'''

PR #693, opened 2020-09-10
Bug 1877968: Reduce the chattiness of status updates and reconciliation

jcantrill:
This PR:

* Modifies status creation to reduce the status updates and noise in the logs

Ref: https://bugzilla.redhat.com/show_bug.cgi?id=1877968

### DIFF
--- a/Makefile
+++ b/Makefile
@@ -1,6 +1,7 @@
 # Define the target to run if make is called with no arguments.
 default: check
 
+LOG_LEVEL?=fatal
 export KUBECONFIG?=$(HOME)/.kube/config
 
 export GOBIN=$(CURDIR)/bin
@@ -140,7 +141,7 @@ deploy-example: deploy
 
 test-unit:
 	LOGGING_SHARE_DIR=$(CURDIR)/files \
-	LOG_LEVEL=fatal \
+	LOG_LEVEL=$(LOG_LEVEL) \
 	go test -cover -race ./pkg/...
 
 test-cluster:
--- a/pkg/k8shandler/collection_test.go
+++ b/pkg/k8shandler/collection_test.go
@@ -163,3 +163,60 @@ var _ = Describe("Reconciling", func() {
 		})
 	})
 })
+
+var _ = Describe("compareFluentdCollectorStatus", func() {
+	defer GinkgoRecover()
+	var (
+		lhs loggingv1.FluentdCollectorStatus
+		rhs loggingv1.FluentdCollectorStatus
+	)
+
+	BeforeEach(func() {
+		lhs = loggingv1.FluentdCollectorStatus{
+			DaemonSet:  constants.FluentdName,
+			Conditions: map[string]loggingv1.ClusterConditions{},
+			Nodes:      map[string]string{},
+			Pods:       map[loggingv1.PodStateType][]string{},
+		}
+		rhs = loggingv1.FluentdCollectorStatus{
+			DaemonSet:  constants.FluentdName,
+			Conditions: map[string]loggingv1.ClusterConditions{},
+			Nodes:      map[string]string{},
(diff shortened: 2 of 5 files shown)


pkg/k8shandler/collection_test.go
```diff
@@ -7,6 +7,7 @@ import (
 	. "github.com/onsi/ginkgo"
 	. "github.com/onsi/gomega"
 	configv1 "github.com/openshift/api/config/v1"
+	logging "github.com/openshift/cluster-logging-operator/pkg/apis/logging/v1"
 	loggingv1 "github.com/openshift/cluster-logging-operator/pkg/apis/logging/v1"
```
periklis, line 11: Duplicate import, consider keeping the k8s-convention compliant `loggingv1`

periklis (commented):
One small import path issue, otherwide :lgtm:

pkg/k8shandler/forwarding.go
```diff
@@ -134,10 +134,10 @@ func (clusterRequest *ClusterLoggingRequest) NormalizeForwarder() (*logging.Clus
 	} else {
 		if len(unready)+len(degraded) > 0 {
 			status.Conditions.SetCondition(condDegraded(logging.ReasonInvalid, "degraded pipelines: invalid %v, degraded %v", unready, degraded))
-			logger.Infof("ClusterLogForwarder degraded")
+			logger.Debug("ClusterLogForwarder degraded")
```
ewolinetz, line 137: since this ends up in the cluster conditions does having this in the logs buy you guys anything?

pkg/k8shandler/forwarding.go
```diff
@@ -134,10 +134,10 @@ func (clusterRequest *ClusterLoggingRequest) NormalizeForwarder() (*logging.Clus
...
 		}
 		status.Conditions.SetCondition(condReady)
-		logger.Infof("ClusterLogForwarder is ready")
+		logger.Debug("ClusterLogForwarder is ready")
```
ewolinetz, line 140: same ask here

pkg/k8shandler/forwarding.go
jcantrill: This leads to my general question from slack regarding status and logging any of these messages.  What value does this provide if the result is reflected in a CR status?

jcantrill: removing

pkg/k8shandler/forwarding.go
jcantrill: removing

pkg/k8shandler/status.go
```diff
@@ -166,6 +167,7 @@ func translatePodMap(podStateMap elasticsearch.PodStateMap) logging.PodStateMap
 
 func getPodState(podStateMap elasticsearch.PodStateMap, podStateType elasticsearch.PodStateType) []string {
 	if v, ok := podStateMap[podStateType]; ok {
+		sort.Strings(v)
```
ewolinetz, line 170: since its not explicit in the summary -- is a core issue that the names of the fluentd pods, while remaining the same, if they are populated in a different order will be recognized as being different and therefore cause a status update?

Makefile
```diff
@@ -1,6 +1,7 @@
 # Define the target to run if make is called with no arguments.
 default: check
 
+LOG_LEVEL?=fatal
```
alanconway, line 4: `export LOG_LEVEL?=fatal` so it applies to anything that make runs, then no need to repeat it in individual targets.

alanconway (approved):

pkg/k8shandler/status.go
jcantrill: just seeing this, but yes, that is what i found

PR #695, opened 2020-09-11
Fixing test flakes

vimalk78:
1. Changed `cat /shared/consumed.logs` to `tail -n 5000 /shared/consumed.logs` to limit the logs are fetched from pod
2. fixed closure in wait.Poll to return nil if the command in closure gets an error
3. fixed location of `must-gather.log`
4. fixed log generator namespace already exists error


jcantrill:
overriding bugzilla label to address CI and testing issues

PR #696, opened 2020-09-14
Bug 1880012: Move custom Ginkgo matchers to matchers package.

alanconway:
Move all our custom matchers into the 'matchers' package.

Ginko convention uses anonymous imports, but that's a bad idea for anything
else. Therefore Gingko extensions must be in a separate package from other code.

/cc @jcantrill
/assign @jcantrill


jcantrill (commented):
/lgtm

'''

Task directions
Repeat the entries above verbatim, but only from the line that has "ewolinetz, line 170: since" down to the line that has "fetched from pod", inclusive.

Result
ewolinetz, line 170: since its not explicit in the summary -- is a core issue that the names of the fluentd pods, while remaining the same, if they are populated in a different order will be recognized as being different and therefore cause a status update?

Makefile
```diff
@@ -1,6 +1,7 @@
 # Define the target to run if make is called with no arguments.
 default: check
 
+LOG_LEVEL?=fatal
```
alanconway, line 4: `export LOG_LEVEL?=fatal` so it applies to anything that make runs, then no need to repeat it in individual targets.

alanconway (approved):

pkg/k8shandler/status.go
jcantrill: just seeing this, but yes, that is what i found

PR #695, opened 2020-09-11
Fixing test flakes

vimalk78:
1. Changed `cat /shared/consumed.logs` to `tail -n 5000 /shared/consumed.logs` to limit the logs are fetched from pod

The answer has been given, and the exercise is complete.